It seems bizarre looking back, but when I was choosing my five universities, York was my fifth. I’d filled up my other four options and added York at the bottom simply because I needed another. But after doing a little more research, I discovered that English at York was ranked 2nd in the UK by the Sunday Times and that their course content was greater in variety than anywhere else I’d looked. So, to avoid missing out, I booked to visit York for a Post Offer Visit Day.
Exploring the city
Rather than visiting with my parents, I came up with two of my friends from home who were also applying for English. I’d recommend doing this if you have the option, as I found my impressions of the university were less coloured by my parents’ opinions this way. Plus, I didn’t have to deal with my dad falling asleep during another sample lecture…
It also gave us the opportunity to explore the city at our own leisure, wandering between a few pubs in the evening and checking out cool cafes in the morning. When you’re looking at universities, it’s easy to get caught up in course content and other specifics. Obviously, your course is very important as it’s what you’re paying over nine grand a year for. But it’s just as important that you feel at home wherever you’re living. Leaving home can be a tough time and choosing somewhere that you’ll feel comfortable can make the transition easier. So, whenever you visit a new university, try and imagine yourself there in a year’s time.
York is such a beautiful place, and I found it had a similar feel to my hometown, Shrewsbury. Even though the campus is separate from the city, it’s only a half-hour walk or a quick bus ride away.
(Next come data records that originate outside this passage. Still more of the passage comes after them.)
PR #510, opened 2017-10-20
Make resolution field uneditable from admin

mwharrison:


mwharrison:
[Make Resolution Date field uneditable on internal errata form](https://trello.com/c/UTJaNEV5/314-make-resolution-date-field-uneditable-on-internal-errata-form)

PR #512, opened 2017-10-26
Strip HTML tags from collated CNX books table of contents

mwharrison:


mwharrison:
[ToC for Baked Books](https://trello.com/c/c00zrkFr/491-toc-for-baked-books)

PR #518, opened 2017-11-01
Add a field for duplicate ID and validate with resolution field

mwharrison:


mwharrison:
[Required Duplicate Field](https://trello.com/c/B4a9F4pJ/494-required-duplicate-field)

PR #523, opened 2017-11-09
Add shared Errata page template

mwharrison:


mwharrison:
[Add hover language on Errata list pages to CMS so we can add iBooks language](https://trello.com/c/ZkbcuBaG/505-add-hover-language-on-errata-list-pages-to-cms-so-we-can-add-ibooks-language)

PR #526, opened 2017-12-06
Leave web view link blank if cnx id is blank

mwharrison:


mwharrison:
[Leave webview link blank if CNX ID is blank](https://trello.com/c/41T5lktd/567-leave-webview-link-blank-if-cnx-id-is-blank)

PR #752, opened 2019-04-21
add docker for local development

jpslav:
I was trying to poke around with something on this app, but was unable to install the dependencies for it (got some lxml error with Python 3.7).  Instead of trying to fix my mac's environment, gave a shot at adding docker for local development, which is this PR.  @TomWoodward I started from your docker stuff on tutor-server.  I've never dockerized something before so I'd appreciate you taking a look and telling me where I'm a crazy man. 

Code is mounted in the container so you can develop on your local (host) machine, and Django auto reloads the changes.

Updated the README with how to use docker for the CMS.

cc @mwharrison

### DIFF
--- a/docker/entrypoint
+++ b/docker/entrypoint
@@ -1,6 +1,7 @@
 #!/usr/bin/env bash
 set -e
 
+# uncomment this to load docker secrets into environment variables
 # export $(egrep  -v '^#'  /run/secrets/* | xargs)
 
 exec "$@"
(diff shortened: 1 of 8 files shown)


docker/entrypoint
```diff
@@ -0,0 +1,6 @@
+#!/usr/bin/env bash
+set -e
+
+# export $(egrep  -v '^#'  /run/secrets/* | xargs)
```
TomWoodward:
```suggestion
# uncomment this to load docker secrets into environment variables
# export $(egrep  -v '^#'  /run/secrets/* | xargs)
```

PR #753, opened 2019-04-21
Make trailing slashes optional without using redirects

jpslav:
While investigating adding OSWeb into the Unified Cloudfront distribution, I spent some time looking at the requests in the Network tab of the Chrome inspector.  I noticed that there were lots of 301 redirects to the original request path with a trailing slash added.  Of 93 requests made to load https://openstax.org, 21 were redirects of this form.  These requests mostly took 50-150ms each.  Some are likely prefetching of content, so maybe it isn't directly seen by users, but still these are requests we shouldn't have to make (network traffic we shouldn't be hoisting on the client's device).

Here's an example of one request:

1. Request made to `https://[some-os-web-domain]/apps/cms/api/books?format=json`
2. 301 redirects to `/apps/cms/api/books/?format=json` (trailing slash added)
3. 302 redirects to `/api/v2/pages/30` (wrapping Wagtail)
4. 301 redirects to to `/api/v2/pages/30/` (trailing slash added)
5. 200 response returns content.  

Two of these redirects are for adding the trailing slash.  I'm interested in finding ways around the Wagtail redirect as a separate discussion.

**This PR handles makes the trailing slash optional without requiring a redirect for a a number of URL categories (mail, news, oxauth, pages, books).  Specs are added for Books and Pages.**

Because this PR changes the value of the `APPEND_SLASH` Django setting from `True` to `False`, I'm guessing a lot of things are going to break until we expand optional slash behavior around to the rest of the baseline.

## TODO ##

* [ ] Discuss any reasons we shouldn't do this
* [ ] Need to handle more of the URLs.  I didn't handle all of the URLs b/c I didn't know how to deal with some of them (e.g. /api/images uses `router.register` and I didn't understand the implications there)
* [ ] Add specs like this PR has for Books and Pages to the other django folders.  
* [ ] Discuss if we can return Wagtail content directly without requiring the user to make another roundtrip request to `/api/v2/pages/XX`.

### DIFF
--- a/openstax/settings/base.py
+++ b/openstax/settings/base.py
@@ -10,7 +10,16 @@ BASE_DIR = PROJECT_ROOT
 
 DEBUG = True
 
-APPEND_SLASH = False
+# Ideally, we'd never append a slash and have all of our URLs be able to work
+# with or without a slash.  However, some URLs are out of our control (e.g.
+# django admin URLs).  So we will leave the APPEND_SLASH setting to True, which
+# will append a slash if the incoming URL doesn't match any of our URL patterns.
+# (If it does match, it shouldn't append a slash, which is good and which means
+# we can work to make our URLs match either without or without slashes to avoid
+# extra redirects).  We disable for wagtail since it is its own self-contained
+# code.
+
+APPEND_SLASH = True
 WAGTAIL_APPEND_SLASH = False
 
 ADMINS = (
--- a/openstax/settings/base.py
+++ b/openstax/settings/base.py
@@ -11,6 +11,7 @@ BASE_DIR = PROJECT_ROOT
 DEBUG = True
 
 APPEND_SLASH = False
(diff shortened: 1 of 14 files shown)


openstax/settings/base.py
```diff
@@ -10,6 +10,22 @@
...
+# we can work to make our URLs match either without or without slashes to avoid
+# extra redirects).  We disable for wagtail since it is its own self-contained
+# code.
+
+APPEND_SLASH = True
+WAGTAIL_APPEND_SLASH = False
+
+# urls.W002 warns about slashes at the start of URLs.  But we need those so
+#   we don't have to have slashes at the end of URLs.  So ignore.
+SILENCED_SYSTEM_CHECKS = ['urls.W002']
```
mwharrison: Nice! I didn't know about this setting!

This really appealed to me, as I didn’t want to feel like I was stuck on campus.
On to the university
The day began with a welcome talk from various staff within the department. This introduced the structure of the course, with examples of some modules which the department had run in the past. Part of what makes York’s English course so unique is that it doesn’t limit your studies to obviously ‘English’ texts. You won’t be made to read Shakespeare’s entire folio but will instead be offered the chance to read a variety of texts from different cultures. In my first year, I studied everything from Ancient Greek plays to Latin American poetry. What really captured me in the welcome talk was the enthusiasm with which Dr Kenneth Clarke spoke about Dante and Seamus Heaney – I knew I wouldn’t be zoning out in lectures with such enthusiastic teachers.
Afterwards, we had a third-year student take us on a campus tour. I will admit, I don’t think York’s brutalist architecture is universally appealing. But the lake is gorgeous, and there are green spaces everywhere. I loved the fact that the library was open 24/7, as this would mean I could escape from being stuck working in my room. This proved to be very important, given the large volume of solo reading you must do as an English student.
Next, we returned to the English Department for tea, cake and a chat with the department staff. This was very informal, so we felt like we could ask any questions, big or small.
I left York after the Post Offer Visit Day feeling much more positive than I had expected to feel. My ‘random’ fifth choice had far surpassed any of my other options. Now that I’m in my second year, I’m only enjoying the course more and more as time goes on.